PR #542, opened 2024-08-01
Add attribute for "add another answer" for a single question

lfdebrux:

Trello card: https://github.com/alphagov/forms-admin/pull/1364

⁂

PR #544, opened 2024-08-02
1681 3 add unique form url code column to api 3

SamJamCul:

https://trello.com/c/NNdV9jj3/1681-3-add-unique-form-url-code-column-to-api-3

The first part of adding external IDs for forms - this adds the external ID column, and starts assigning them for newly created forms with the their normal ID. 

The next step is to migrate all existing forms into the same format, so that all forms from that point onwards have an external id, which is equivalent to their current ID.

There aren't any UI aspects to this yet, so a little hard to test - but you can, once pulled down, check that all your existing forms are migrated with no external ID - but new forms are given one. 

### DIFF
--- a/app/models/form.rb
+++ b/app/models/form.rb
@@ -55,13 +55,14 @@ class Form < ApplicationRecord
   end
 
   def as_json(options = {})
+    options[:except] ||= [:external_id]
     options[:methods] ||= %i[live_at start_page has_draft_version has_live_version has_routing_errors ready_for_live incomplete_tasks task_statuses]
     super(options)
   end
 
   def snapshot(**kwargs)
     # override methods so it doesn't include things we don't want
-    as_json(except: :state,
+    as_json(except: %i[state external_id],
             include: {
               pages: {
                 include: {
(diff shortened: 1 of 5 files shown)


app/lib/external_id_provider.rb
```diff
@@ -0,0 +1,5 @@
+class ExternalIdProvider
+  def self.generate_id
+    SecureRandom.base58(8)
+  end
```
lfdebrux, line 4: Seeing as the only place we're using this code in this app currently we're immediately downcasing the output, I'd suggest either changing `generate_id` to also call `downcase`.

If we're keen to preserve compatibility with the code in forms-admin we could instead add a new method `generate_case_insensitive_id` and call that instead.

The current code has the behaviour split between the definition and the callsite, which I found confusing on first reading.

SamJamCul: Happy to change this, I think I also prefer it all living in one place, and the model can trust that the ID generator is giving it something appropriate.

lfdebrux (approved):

⁂

_Aim of the task_
Go through the listing above and find each line containing the string "lfdebrux"; copy those lines.

_Response to this task_
lfdebrux:
lfdebrux, line 4: Seeing as the only place we're using this code in this app currently we're immediately downcasing the output, I'd suggest either changing `generate_id` to also call `downcase`.
lfdebrux (approved):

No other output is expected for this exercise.